### Data provided

PR #798, opened 2026-06-05
fix(e2e): seal the first thread reply under an encrypted scratchpad

kristofferremback:
## What

Sending a message in a thread under an **encrypted** scratchpad was broken: the first reply never went through. This fixes it.

## Why it broke

#793 made threads under an E2E scratchpad inherit the root stream's symmetric key (SSK) server-side — a thread is sealed the instant it's created, and the backend's INV-E1 gate then *requires* ciphertext on every message POST to it.

But the **first reply** to a message is what creates the thread, and it goes through a different frontend path than normal sends: the draft-promotion path (`queueDraftMessage`), which never encrypted. So the sequence was:

1. User replies → message queued as **plaintext** with thread-creation metadata.
2. Drain loop promotes the draft → backend creates the thread and **seals it**.
3. Drain sends the queued plaintext to the now-sealed thread → **INV-E1 → 400**, retried forever.

Diagnosed from the prod backend logs (repeated `POST /api/workspaces/.../messages 400`). Subsequent replies to an already-created thread use the normal (encrypting) send path, which is why only the first one failed.

## The fix

All frontend (keys only live on the client):

- **`queueDraftMessage` now seals** when the draft lives under an E2E root: resolves the root's current SSK (held in memory after unlock), seals the body + attachment refs, and stashes `ciphertext/envelope/e2eVersion` on the pending row. The drain's existing E2E branch forwards it after promotion. The AAD binds the root id, but the promoted thread carries a copy of the root's wraps, so it still opens under the thread id (decryption resolves the key by the wraps and uses `envelope.aad` verbatim — verified across the frontend and enclave decrypt paths).
- **The draft-thread composer** reads `e2eEnabled` off the parent stream instead of the always-`undefined` panel stream. Without this it uploaded **attachments as plaintext** under an encrypted root (a leak) and persisted plaintext drafts to IDB.
- **Carry `contentJson`** on the optimistic event so the post-promotion server echo can seed the decrypt cache (stream-sync needs both `contentMarkdown` + `contentJson`) — otherwise the author saw the opaque placeholder for their own reply.

## Self-review hardening (2nd commit)

- **Extracted `sealOutgoingMessage`** (`lib/crypto/seal-send`) and routed both the live send path and the draft path through it, so the encrypt-before-enqueue rule lives on one path (INV-35) instead of two copies.
- **Fail closed in the composer**: don't queue a reply until the parent stream resolves. A cold/slow load could otherwise leave `parentStream` undefined at submit, queue plaintext, and jam the outbox.
- **Best-effort heal-on-send**: when the encrypted root has invited actors, revive stale actor wraps on the root at queue time so the promoted thread copies live wraps — closing a parity gap with the live send path (an enclave whose key rotated would otherwise park the first thread turn; it self-heals on the next reply).

## Tests

- New `use-queue-draft-message` suite: seals under the root, heals when the root has actors, stays plaintext with no root, refuses when the session is locked.
- Frontend hooks / sync / crypto / encryption / timeline suites (734) + full-monorepo typecheck green.

> Note: I couldn't exercise the full browser flow from this environment — worth a manual smoke test (reply in an encrypted scratchpad, confirm the thread's first message lands and renders decrypted, with and without an attachment).

https://claude.ai/code/session_01Tuv1cX1PEHCNDbHWFBHTWe

---
_Generated by [Claude Code](https://claude.ai/code/session_01Tuv1cX1PEHCNDbHWFBHTWe)_

---
<a href="https://app.blacksmith.sh/threahq/codesmith/threa/pr/798"><picture><source media="(prefers-color-scheme: dark)" srcset="https://pr-comments-assets.blacksmith.sh/codesmith/view-with-codesmith-dark-v2.svg"><source media="(prefers-color-scheme: light)" srcset="https://pr-comments-assets.blacksmith.sh/codesmith/view-with-codesmith-light-v2.svg">View with Codesmith</picture></a> <a href="https://backend.blacksmith.sh/track/enable-autofix?expires=1783275946&installation_id=129946197&pr_number=798&repository=threahq%2Fthrea&return_to=https%3A%2F%2Fgithub.com%2Fthreahq%2Fthrea%2Fpull%2F798&signature=767978f842a00e0e2e330235d494625de2dce548894652b1079dd0282266df6c"><picture><source media="(prefers-color-scheme: dark)" srcset="https://pr-comments-assets.blacksmith.sh/codesmith/autofix-with-codesmith-dark.svg"><source media="(prefers-color-scheme: light)" srcset="https://pr-comments-assets.blacksmith.sh/codesmith/autofix-with-codesmith-light.svg">Autofix with Codesmith</picture></a>

### DIFF
--- a/apps/backend/src/features/e2e-streams/key-wrap-repository.ts
+++ b/apps/backend/src/features/e2e-streams/key-wrap-repository.ts
@@ -85,34 +85,6 @@ export const StreamE2eKeyWrapsRepository = {
   },
 
   /**
-   * Copy every wrap from `fromStreamId` onto `toStreamId` (same workspace),
-   * minting fresh row ids. Used when a thread inherits its root scratchpad's
-   * SSK: the thread reuses the same key, so it carries the same per-recipient
-   * wraps (owner + enclave + any bots) under its own stream id. Idempotent via
-   * the slot conflict, so a re-run (or a racing thread create) is a no-op.
-   * Wrap counts are tiny (a handful of recipients), so a list + batch insert is
-   * fine — no hot path.
-   */
-  async copyToStream(
-    db: Querier,
-    params: { workspaceId: string; fromStreamId: string; toStreamId: string }
-  ): Promise<void> {
-    const wraps = await this.listForStream(db, params.workspaceId, params.fromStreamId)
-    await this.insertMany(
-      db,
-      wraps.map((w) => ({
-        workspaceId: params.workspaceId,
-        streamId: params.toStreamId,
-        keyGeneration: w.keyGeneration,
-        recipientKeyId: w.recipientKeyId,
-        recipientKind: w.recipientKind,
-        wrapEnc: w.wrapEnc,
-        wrapCt: w.wrapCt,
-      }))
-    )
-  },
-
-  /**
    * All wraps for a stream, across recipients and generations. Wrap bytes are
    * HPKE ciphertext (decryptable only by the matching private key), so it is
    * safe to return the full set to any stream member; the caller selects its
--- a/apps/backend/src/features/enclave-runtimes/dispatch/enclave-invoke-worker.test.ts
+++ b/apps/backend/src/features/enclave-runtimes/dispatch/enclave-invoke-worker.test.ts
@@ -124,6 +124,44 @@ describe("createEnclaveInvokeWorker", () => {
     expect(assignSession).toHaveBeenCalledTimes(1)
   })
 
+  it("resolves the SSK + wraps from the root for a thread message (reply still lands in the thread)", async () => {
+    arrangeDispatch()
+    // The trigger lives in a THREAD whose root is stream_root; the thread shares
+    // the root's SSK and carries no wraps of its own.
+    spyOn(StreamRepository, "findById").mockImplementation((async (_p: unknown, id: string) =>
+      id === "stream_1"
+        ? { id: "stream_1", workspaceId: "ws_1", rootStreamId: "stream_root" }
+        : { id: "stream_root", workspaceId: "ws_1", rootStreamId: null }) as never)
+    const getE2e = spyOn(E2eStreamsRepository, "getByStreamId").mockResolvedValue({ ...E2E, streamId: "stream_root" })
+    const listWraps = spyOn(StreamE2eKeyWrapsRepository, "listForStream").mockResolvedValue([WRAP])
+    const insertSession = spyOn(AgentSessionRepository, "insertRunningOrSkip").mockResolvedValue({
+      id: "session_1",
+      createdAt: new Date(),
+    } as never)
+    spyOn(StreamEventRepository, "insert").mockResolvedValue({ id: "evt_1" } as never)
+    spyOn(OutboxRepository, "insert").mockResolvedValue(undefined as never)
+    const assignSession = mock(async (_instanceUrl: string, _assignment: unknown) => {})
+    const { io } = fakeIo()
+
+    const worker = createEnclaveInvokeWorker({
+      pool,
+      io,
+      enclaveForwarder: { assignSession } as unknown as EnclaveForwarder,
+      storage: FAKE_STORAGE,
+    })
+    await worker(JOB)
+
+    // Key material (e2e row + wraps) is fetched against the root...
+    expect(getE2e).toHaveBeenCalledWith(pool, "ws_1", "stream_root")
+    expect(listWraps).toHaveBeenCalledWith(pool, "ws_1", "stream_root")
+    // ...the assignment carries the root id, so the enclave unwraps under the
+    // AAD the wraps were sealed with...
+    const assignment = assignSession.mock.calls[0]![1] as { streamId: string }
+    expect(assignment.streamId).toBe("stream_root")
+    // ...but the session (and therefore Ariadne's reply) lands in the thread.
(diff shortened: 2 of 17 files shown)


kristofferremback:
### Code review
**Confidence: 5/7** — Good (diff is clean; non-blocking notes below). **But see the out-of-diff blocker — this PR alone does not make encrypted thread messaging work end-to-end.**
**Review models:** Orchestrator: claude-opus-4-8 | Reviewers: sonnet x3

The diff itself is sound: it correctly seals draft-thread first replies under the encrypted root's SSK via the shared `sealOutgoingMessage` helper, adds `contentJson` to the optimistic event so the sender's post-promotion decrypt-cache seed works, fails closed when `parentStream` is unresolved, and preserves the live-send path through the refactor. 3 minor, non-blocking items.

---

### ⚠️ Out-of-diff blocker (inherited from base #793 — not introduced here, but it gates this PR's goal)

#793's `StreamE2eKeyWrapsRepository.copyToStream` copies each SSK wrap's bytes **verbatim** from the root onto the thread's rows. But an SSK wrap is HPKE-sealed with `buildWrapAad({ streamId, keyGeneration, recipientKeyId })` — bound to the **root's** `streamId`. Every reader resolves the thread's SSK using the **thread's** `streamId` in the wrap AAD (frontend [`fetchAndUnwrap`](https://github.com/threahq/threa/blob/43c715d7fc1eb78475e502f48d83e3d99f2a80bd/apps/frontend/src/lib/crypto/stream-key-cache.ts#L326-L331); enclave [`unwrap`](https://github.com/threahq/threa/blob/43c715d7fc1eb78475e502f48d83e3d99f2a80bd/apps/enclave/src/agent/run-turn.ts#L324-L331)). AAD mismatch ⇒ HPKE open throws ⇒ the thread SSK is unresolvable.

The project's own crypto suite already asserts exactly this relocation throws: [`stream-key.test.ts#L213-L220`](https://github.com/threahq/threa/blob/43c715d7fc1eb78475e502f48d83e3d99f2a80bd/packages/crypto/src/__tests__/stream-key.test.ts#L213-L220) ("rejects a wrap relocated to a different stream").

Consequence: with this PR, sending now succeeds, but **the enclave can't decrypt the user's thread message (no Ariadne reply), and the owner can't read thread history after a reload** — only the live `seedDecryption` cache masks it for the sender in-session. The server can't fix this (it never holds the SSK plaintext); the SSK must be re-wrapped to each recipient under the **thread's** id client-side, or thread SSK resolution must target the root's wraps. Filing/handling separately — flagged here because it determines whether this PR meets its stated purpose.

---

Found 3 non-blocking issues in the diff:

1. `apps/frontend/src/hooks/use-queue-draft-message.test.ts:134-156` — the new test asserts the plaintext path leaves `ciphertext`/`envelope`/`e2eVersion` unset, but nothing asserts the optimistic event payload carries `contentJson` — the regression this PR explicitly fixes ("flash the opaque placeholder for its own author"). Worth one `mockEventsAdd` assertion. (plan/test-coverage)
   https://github.com/threahq/threa/blob/43c715d7fc1eb78475e502f48d83e3d99f2a80bd/apps/frontend/src/hooks/use-queue-draft-message.test.ts#L134-L156
2. `apps/frontend/src/lib/crypto/seal-send.ts:24-30` — `SealOutgoingMessageResult.owner` returns a raw `CryptoKey` purely so callers can pass it into `reviveStaleActorWraps`. Minor seam concern: the helper's public return type now advertises key material. Optional — internalizing the revive (or a callback) would keep keys off the result type. (design)
   https://github.com/threahq/threa/blob/43c715d7fc1eb78475e502f48d83e3d99f2a80bd/apps/frontend/src/lib/crypto/seal-send.ts#L24-L30
3. `apps/frontend/src/components/thread/stream-panel.tsx:365-369` — `hasActors` is derived from `parentStream.e2eActors`, which is only persisted to IDB via the actor-invite path (not bootstrap sync), so it can be a false-negative and silently skip the best-effort heal. Same gating the live send path already uses, and the heal is best-effort (self-heals on the next reply), so low impact. (design)
   https://github.com/threahq/threa/blob/43c715d7fc1eb78475e502f48d83e3d99f2a80bd/apps/frontend/src/components/thread/stream-panel.tsx#L365-L369

---
<details><summary>📐 Plan Adherence [1 issue]</summary>Diff implements the stated send-path fix fully. Gap: no test asserts the `contentJson`-on-optimistic-event behavior the PR calls out (#1 above). Separately, the PR's end-to-end goal is blocked by the inherited wrap-AAD issue (see callout).</details>
<details><summary>🔍 Bugs [CLEAN in-diff]</summary>No bugs in the changed lines. AAD-vs-wrap-AAD asymmetry is a base (#793) characteristic, not introduced here — see callout.</details>
<details><summary>📋 CLAUDE.md Compliance [CLEAN]</summary>No invariant violations. Earlier INV-23/24 test-assertion nits were already addressed; mocking uses scoped `spyOn` (INV-48); shared `sealOutgoingMessage` satisfies INV-35.</details>
<details><summary>🏗️ Design [2 notes]</summary>`owner` return shape (#2) and `hasActors` IDB reliability (#3). The `sealOutgoingMessage` unification is a clear improvement over the prior duplication.</details>
<details><summary>🔒 Security [CLEAN in-diff]</summary>No high-confidence vulnerabilities in the diff. The composer now reads `e2eEnabled` off the parent so attachments encrypt before upload (closes a plaintext-attachment leak). Note: the out-of-diff wrap-AAD issue is a correctness/availability problem (undecryptable), not a confidentiality leak.</details>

######

Work instructions => Begin with the line that contains "<details><summary>📋 CLAUDE.md Compliance" and set down each line exactly until the records above end, including the final line.

Final answer =>
<details><summary>📋 CLAUDE.md Compliance [CLEAN]</summary>No invariant violations. Earlier INV-23/24 test-assertion nits were already addressed; mocking uses scoped `spyOn` (INV-48); shared `sealOutgoingMessage` satisfies INV-35.</details>
<details><summary>🏗️ Design [2 notes]</summary>`owner` return shape (#2) and `hasActors` IDB reliability (#3). The `sealOutgoingMessage` unification is a clear improvement over the prior duplication.</details>
<details><summary>🔒 Security [CLEAN in-diff]</summary>No high-confidence vulnerabilities in the diff. The composer now reads `e2eEnabled` off the parent so attachments encrypt before upload (closes a plaintext-attachment leak). Note: the out-of-diff wrap-AAD issue is a correctness/availability problem (undecryptable), not a confidentiality leak.</details>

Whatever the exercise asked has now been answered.